While there may not be value in making the database engine multi-threaded, there is definitely value in allowing multi-threaded applications to benefit from integration with YottaDB – applications are multi-threaded, and can benefit from YottaDB’s data management capabilities. What is needed is an API that multi-threaded applications can use to access YottaDB. This post discusses the need for differences in the API used by single-threaded applications vs. multi-threaded applications, and how YottaDB’s single-threaded engine supports multi-threaded applications.1
Single- vs. Multi-Threaded Applications
Function calls are synchronous. When a single-threaded application calls a YottaDB function such as ydb_get_s(), the YottaDB engine shares a call-stack with the application code and executes in the same thread. Except for recursive calls that implement transaction processing (see below), the application is blocked until YottaDB returns to the caller.
In a multi-threaded application, the YottaDB engine cannot execute in the same thread as the caller, because after servicing a request from one thread, application logic in a different thread may require service. Therefore, the YottaDB engine must execute in its own thread, different from that of any application thread. Instead of calling ydb_get_s(), for example, the application thread calls the function ydb_get_st() which executes in the same thread as the caller. ydb_get_st() puts a message in a process-private queue for the thread executing the YottaDB engine, then waits for and returns the response from YottaDB to the caller. While the call to ydb_get_st() is synchronous for the caller, which is blocked till ydb_get_st() returns, other threads continue execution. The YottaDB engine services queued requests.
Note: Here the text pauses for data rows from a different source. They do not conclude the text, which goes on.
PR #2602, opened 2021-03-09
[13.0][IMP] stock: Populate lot company in a better way

pedrobaeza:
No need to do such costly operation, but going to stock.move info.

As fallback for manually created lots, we get the company of the product or the user's company.

@Tecnativa TT27487

### DIFF
--- a/addons/stock/migrations/13.0.1.1/post-migration.py
+++ b/addons/stock/migrations/13.0.1.1/post-migration.py
@@ -72,12 +72,19 @@ def fill_company_id(cr):
     openupgrade.logged_query(
         cr, """
         UPDATE stock_production_lot spl
-        SET company_id = COALESCE(
-            (SELECT sml.company_id FROM stock_move_line sml
-             WHERE sml.lot_id = spl.id AND sml.company_id IS NOT NULL
-             LIMIT 1), ru.company_id)
-        FROM res_users ru
-        WHERE ru.id = spl.create_uid AND spl.company_id IS NULL"""
+        SET company_id = sm.company_id
+        FROM stock_move_line sml
+        JOIN stock_move sm ON sm.id = sml.move_id
+        WHERE sml.lot_id = spl.id AND spl.company_id IS NULL"""
+    )
+    openupgrade.logged_query(
+         cr, """
+         UPDATE stock_production_lot spl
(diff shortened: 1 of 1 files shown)


legalsylvain (approved):
LGTM. (code review) 
thanks !

jcdrubay (approved):

pedrobaeza:
I would like to have @MiquelRForgeFlow's opinion to see why he did the other way.

legalsylvain:
Ow sorry, @pedrobaeza.
I just deleted the branch  ``13.0-ocabot-merge-pr-2602-by-legalsylvain-bump-nobump``. 
this must have aborted the bot process.

pedrobaeza:
Thanks.

Another info: I would say that the big doesn't work in 13.0 branch and don't bring too much value in the OU flow, so we merge directly when proceed.

MiquelRForgeFlow (approved):
I think I did that way to assure that if one cannot find a suitable company through sml, one could use the company of the create_uid, and I did that in one query because I was not thinking in the performance. Yeah, it's clever to use the stock.move relation.

pedrobaeza:
I have added as fallback for manually created lots, the company of the product or the user's company.

For reference, before this patch, this query needed 40+ min in a DB, and now it takes 10 seconds.

addons/stock/migrations/13.0.1.1/post-migration.py
```diff
@@ -72,12 +72,19 @@ def fill_company_id(cr):
...
+        WHERE sml.lot_id = spl.id AND spl.company_id IS NULL"""
+    )
+    openupgrade.logged_query(
+         cr, """
+         UPDATE stock_production_lot spl
+         SET company_id = COALESCE(pt.company_id, ru.company_id)
+         FROM res_users ru
+         JOIN product_product pp ON pp.id = spl.product_id
+         JOIN product_template pt ON pt.id = pp.product_tmpl_id
+         WHERE ru.id = spl.create_uid AND spl.company_id IS NULL"""
```
MiquelRForgeFlow:
```suggestion
         FROM res_users ru, product_product pp
         JOIN product_template pt ON pt.id = pp.product_tmpl_id
         WHERE pp.id = spl.product_id AND ru.id = spl.create_uid AND spl.company_id IS NULL"""
```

With the exception of a tptoken parameter that the multi-threaded functions require (see Transaction Processing below), the APIs track each other with a few differences:
- As YottaDB can execute either in the same thread as application code that calls it, or in a different thread, but not both, an application can either use the single threaded API or the multi-threaded API, but not both. The first call to the YottaDB engine initializes the engine appropriately, and subsequent calls must match that initialization (or get an error).
- As the M language is single-threaded, any execution of M, either from the shell, or a call-in from C to M initializes the engine for operation in a single-thread.
- Some utility functions simply execute in the thread as the application code that calls them, whether in single- or multi-threaded applications, and do not need separate single- and multi-threaded versions.
YottaDB uses Optimistic Concurrency Control to implement high throughput transaction processing with fully ACID transactions. Single threaded applications call ydb_tp_s() and provide it with a function f_t() to execute the logic for the transaction. ydb_tp_s() calls f_t(), which in turn can call YottaDB directly, or call other functions that call YottaDB.
Transaction logic that executes across multiple threads in a single process introduces complications not found in transaction logic that executes in a single thread. For example:
- A process has two application threads, T1 and T2, with YottaDB executing in thread T3. T1 calls ydb_tp_st() to perform a transaction whose logic is in function ft(). ydb_tp_st() queues a request for YottaDB and awaits a response; the caller is blocked till ydb_tp_st() returns.
- YottaDB spawns a thread T4 executing function ft(). Now both T2 and T4 are actively executing application logic.
- YottaDB receives a message on its queue. YottaDB needs a way to determine whether the request is from the logic in T2 which should block until the ydb_tp_st() called by T1 returns, or from T4, which YottaDB should process.
In order to determine whether a request on its queue is from T2 or T4 – and in the general case, to determine whether a request on the queue should be serviced – function calls that support threaded applications include a tptoken parameter as follows:
- When application code that is not inside a transaction calls YottaDB, it passes a tptoken value specified by the symbolic constant YDB_NOTTP.
- When ydb_tp_s() calls ft(), it generates and passes to ft() a tptoken value.
- ft(), as well as any calls to YottaDB made by any threads and functions that are part of the transaction logic of ft() should use the value provided by YottaDB to ft() when calling YottaDB.
In the example above, threads T1 and T2 would use YDB_NOTTP as the tptoken value. When YottaDB spawns thread T4 executing ft(), it generates a tptoken and passes it to ft(). When the transaction logic in T4 calls YottaDB, it passes in this tptoken. Thus, when YottaDB gets a message in step 3 of the example above, it determines the action to take based on tptoken:
- If it is the value it passed to ft() (the current token), it should act on the request.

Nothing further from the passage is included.